其名称是相对硬玉(翡翠)而言的,它的硬度为 6-6.5,只是略小于硬玉(6.5-7)。
软玉在中国的应用已有五千多年,从新石器时代,经原始社会、封建社会直至今日一直是中国玉石雕刻的主要原料,创造出了光辉灿烂、驰名世界的中国玉石文化。

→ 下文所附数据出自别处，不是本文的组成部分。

PR #2260, opened 2025-07-06
Fixed non-constant format string in call to fmt.Errorf

c4t3l:
This PR fixes formatting for string passed to `fmt.Errorf`.  This is inline with the recent golang 1.24 changes to its printf analyzer.  

I am one of the package maintainers for Fedora, incus fails our go vet checks due to this.

### DIFF
--- a/client/incus.go
+++ b/client/incus.go
@@ -474,7 +474,7 @@ func (r *ProtocolIncus) rawWebsocket(url string) (*websocket.Conn, error) {
 			}
 
 			if apiResp != nil && apiResp.Error != "" {
-				err = errors.Join(err, fmt.Errorf(apiResp.Error))
+				err = errors.Join(err, errors.New(apiResp.Error))
 			}
 		}
 


client/incus.go
```diff
@@ -474,7 +474,7 @@ func (r *ProtocolIncus) rawWebsocket(url string) (*websocket.Conn, error) {
 			}
 
 			if apiResp != nil && apiResp.Error != "" {
-				err = errors.Join(err, fmt.Errorf(apiResp.Error))
+				err = errors.Join(err, fmt.Errorf("%v", apiResp.Error))
```
stgraber: That's the wrong way to fix this warning. The error string is constant here, so it should be using `errors.New(apiResp.Error())` instead.

stgraber: The reason for the lint warning is because using `fmt.Errorf` is computationally expensive and should only be used when it's fed a format string. For cases where the error doesn't contain a format string (like here), then `errors.New` will very cheaply return an `error` struct from a fixed string.

stgraber (approved):

PR #2263, opened 2025-07-09
Make `tunnel.NAME.(interface|local)` a node specific network config

breml:


stgraber:
@breml I think we should make all the tunnel.XYZ keys be node specific as most tunnels use local IPs and the like anyway.

breml:
@stgraber I double checked the `tunnel.XYZ` keys and I don't think, it makes sense to make all of them node specific.

My proposal would be:

|key|description|node specific|
|-|-|-|
|tunnel.NAME.group|Multicast address for vxlan (used if local and remote aren’t set)|no|
|tunnel.NAME.id|Specific tunnel ID to use for the vxlan tunnel|no|
|tunnel.NAME.interface|Specific host interface to use for the tunnel|yes|
|tunnel.NAME.local|Local address for the tunnel (not necessary for multicast vxlan)|yes|
|tunnel.NAME.port|Specific port to use for the vxlan tunnel|no|
|tunnel.NAME.protocol|Tunneling protocol: vxlan or gre|no|
|tunnel.NAME.remote|Remote address for the tunnel (not necessary for multicast vxlan)|no|
|tunnel.NAME.ttl|Specific TTL to use for multicast routing topologies|no|

(taken from https://linuxcontainers.org/incus/docs/main/reference/network_bridge/#configuration-options)

stgraber:
You're right for the VXLAN mesh case that we care about now, but for the other types of tunnel, we'd definitely want to have some control as to what machine has a given tunnel set up. 

Otherwise if you combine a cluster-wide VXLAN tunnel with a regular GRE or VXLAN tunnel, you'll get all the servers suddenly sending the same traffic over that extra tunnel which may then send it back once of the other tunnels, creating a loop. 


Anyway, we may be able to make your approach work by being pretty careful about when we bring up the tunnel. 

If dealing with GRE, that's easy, we need a local IP, so if it's not set in the node config, we skip the tunnel. 

VXLAN is a bit trickier because of the multicast support, for that one, we basically need to check if we have a remote IP defined, then if we do, a local IP also becomes required for the tunnel to be brought online.

breml:
OK, I will implement the verification of the node specific config settings based on my table above, fix the linter issues and I will have a look at the conditions for when to bring up which tunnel and update the PR.

breml:
@stgraber I just looked at the code. The two checks you have mentioned in https://github.com/lxc/incus/pull/2263#issuecomment-3052750935 are already present. For [gre](https://github.com/lxc/incus/blob/main/internal/server/network/driver_bridge.go#L1694-L1696) and for [vxlan](https://github.com/lxc/incus/blob/main/internal/server/network/driver_bridge.go#L1717-L1721). So think we are good on that side.

stgraber (approved):

PR #2268, opened 2025-07-11
incusd/device/nic_macvlan: Fix IPv6 for VMs

stgraber:


stgraber:
@gwenya I'm pretty confused as to why I have to do it like this...

The existing logic for AllMulticast doesn't actually result in the link having the flag set.

gwenya:
That is weird, I'm looking into it.

If this is the only way to do it then I would move that logic directly into the ip package.

gwenya:
It seems the netlink code just doesn't set the allmulti flag when creating a link at all. I don't know if this is a limitation of the library or of netlink itself, but it occurs to me that `ip` doesn't support that either, you have to first add the link and then run `ip link set dev <name> allmulticast on`. 

I'll look into whether we have any other settings that aren't set on link creation.

gwenya:
#2269

PR #2277, opened 2025-07-15
incusd/auth/oidc/oidc: Add oidc.redirect_uri setting to allow custom redirect URIs

tibeer:
Helpful, if you try to run incus behind NAT but your IDP is online hosted.

### DIFF
--- a/cmd/incusd/api_1.0.go
+++ b/cmd/incusd/api_1.0.go
@@ -231,7 +231,7 @@ func api10Get(d *Daemon, r *http.Request) response.Response {
 	// Get the authentication methods.
 	authMethods := []string{api.AuthenticationMethodTLS}
 
-	oidcIssuer, oidcClientID, _, _, _ := s.GlobalConfig.OIDCServer()
+	oidcIssuer, oidcClientID, _, _, _, _ := s.GlobalConfig.OIDCServer()
 	if oidcIssuer != "" && oidcClientID != "" {
 		authMethods = append(authMethods, api.AuthenticationMethodOIDC)
 	}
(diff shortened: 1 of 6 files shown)


tibeer:
Hi, first time contributor here. I tried my best to catch all possible places where the OIDC settings are used, but I have no possibility to test it, as I am not a go developer. My intention was to allow me to use an upstream OIDC provider (like Zitadel) while Incus is running at my home network  with NAT from the router.

stgraber:
Logic seems fine though I'm unsure about the exact use case (which we'd probably want to put in the doc string).

If you have Incus hosted locally at say https://10.0.0.100:8443 and you're using an IDP at https://my-idp.example.net, we should see:
 - Client talks to https://10.0.0.100:8443
 - Get Unauthorized with redirect to IDP with redirect URI set to https://10.0.0.100:8443/oidc/callback
 - IDP goes through login flow and redirects client to https://10.0.0.100:8443/oidc/callback with the tokens URL encoded
 - Incus server extracts the tokens and sets them as cookies
 - Client connects again this time with the cookies set
 - Incus validates the token and allows the request

The URIs are generated based on what the client provided as the request URI so as long as the IDP allows the string as a valid redirect URI, you'll be good.


You're mentioning NAT, so I guess the issue is that you're only NATing some client and you're dealing with an IDP that doesn't allow for multiple allowed redirect URIs?

So you'd have Incus available as both https://10.0.0.100:8443 and https://192.168.0.100:8443 and would have the IDP configured for https://192.168.0.100:8443 but are connecting from the client through https://10.0.0.100:8443 causing an invalid redirect URI.

If so, your PR would fix the validation issue, but you'd need to be connecting from a client that can actually hit https://192.168.0.100:8443 for the redirect to work at all, this would then lead to cookies being set for https://192.168.0.100:8443 rather than https://10.0.0.100:8443 so subsequent requests would keep bouncing you to the IDP as the cookies would never be presented to the server.

What am I missing?

tibeer:
Nope, I guess you are totally right. In the meantime, I solved my home lab issues with [dex](https://dexidp.io). It sits here in a docker container and takes care of authenticating me with GitHub. And you summoned it up perfectly btw. Closing this as no longer needed.

Issue #2238, opened 2025-06-30
Make the amount of hotpluggable memory configurable


stgraber:
### Is there an existing issue for this?

- [x] There is no existing issue for this feature

### What are you currently unable to do

Currently the `maxmem` property for VMs is determined by Incus but that's been known to cause issues on some hosts as well as with some guest operating systems.

To give more user control, it'd be good to have a `limits.memory.hotplug` option which can be set to `false` to not allow any memory to be hotplugged, or an upper limit to how much memory the VM can get to through hotplug (larger or equal to `limits.memory`).

PR #2301, opened 2025-07-23
Add 'limits.memory.hotplug' configuration option

presztak:
The `limits.memory.hotplug` option controls how memory hotplug is handled for the virtual machine. It can be set to `false` to completely disable memory hotplugging. Alternatively, it can be set to a value that defines the maximum amount of memory the VM can reach through hotplug. This value must be greater than or equal to `limits.memory`.

Closes: #2238


internal/server/instance/drivers/driver_qemu.go
```diff
@@ -6470,6 +6487,12 @@ func (d *qemu) updateMemoryLimit(newLimit string) error {
 	if curSizeMB == newSizeMB {
 		return nil
 	} else if baseSizeMB < newSizeMB {
+		limitsMemoryHotplug := d.expandedConfig["limits.memory.hotplug"]
+		memoryHotplugEnabled := !util.IsFalse(limitsMemoryHotplug)
+		if !memoryHotplugEnabled {
```
stgraber: I'd shorten that to just `if util.IsFalse(d.expandedConfig["limits.memory.hotplug"])` so we don't have the double negation and temporary variable.

stgraber:
There's a typo in the commit title, `inctance` instead of `instance`.

stgraber:
Rest of logic looks good, so just those two small fixes.

internal/server/instance/drivers/driver_qemu.go
presztak: Fixed.

presztak:
All comments have been addressed.

PR #2325, opened 2025-07-30
incusd/device/disk: prevent file mounts on VMs

### LINKED ISSUE #2322: Individual file mounting not working with VMs

### Incus system details

```yaml
Same as before :)
```

### Instance details

_No response_

### Instance log

_No response_

### Current behavior

While having a look at #2230, I noticed that individual file mounting doesn’t work with VMs, but in a non-obvious way. It creates an empty directory instead of either refusing to create the device or creating (i.e.) a bind-mounted file.

### Expected behavior

_No response_

### Steps to reproduce

```bash
# incus config device add trixie foo disk source=/etc/fstab path=/srv/fstab
Device foo added to trixie
# incus exec trixie file /srv/fstab
/srv/fstab: directory
# incus exec trixie ls /srv/fstab
<nothing>
```

bensmrs:
Closes #2322

### DIFF
--- a/internal/server/device/disk.go
+++ b/internal/server/device/disk.go
@@ -1310,12 +1310,17 @@ func (d *disk) startVM() (*deviceConfig.RunConfig, error) {
 				// takes effect event if using virtio-fs (which doesn't support read only mode) by
 				// having the underlying mount setup as readonly.
 				var revertFunc func()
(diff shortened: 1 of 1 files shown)


bensmrs:
Hmm it’s actually a bit trickier than it looks, I’m closing this and continuing the discussion in the issue.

§1.软玉的产地:中国是软玉的著名产出国,苏联著名地质学家费尔斯曼称软玉为“中国玉”。
中国的软玉又主要产于新疆。
另外在四川、青海、辽宁岫岩和台湾也有部分产出。
现大致介绍如下:(1)新疆软玉:以前曾用"和田玉"及"昆仑玉" 的名称。
①昆仑山地区:为新疆软玉的主要产区。
东起且末,经于田、和田等地,西至塔什库尔干,在长达1200km的昆仑山脉和有关的河流河床中,已发现软玉矿点20多处,构成中国软玉的重要矿带。
品种主要有白玉、青玉和青白玉,呈脉状、透镜状、条带状产出。
②天山地区:天山地区的软玉为碧玉,因产在玛纳斯县境内,称为“玛纳斯碧玉”,主要产在北天山的超基性岩带上。
碧玉呈深绿色,块状,质地坚韧细腻。
③阿尔金山地区:又称“金山玉”,除少量青玉外,主要是碧玉品种,性质与玛纳斯碧玉十分相似,也是产于超基性岩体中。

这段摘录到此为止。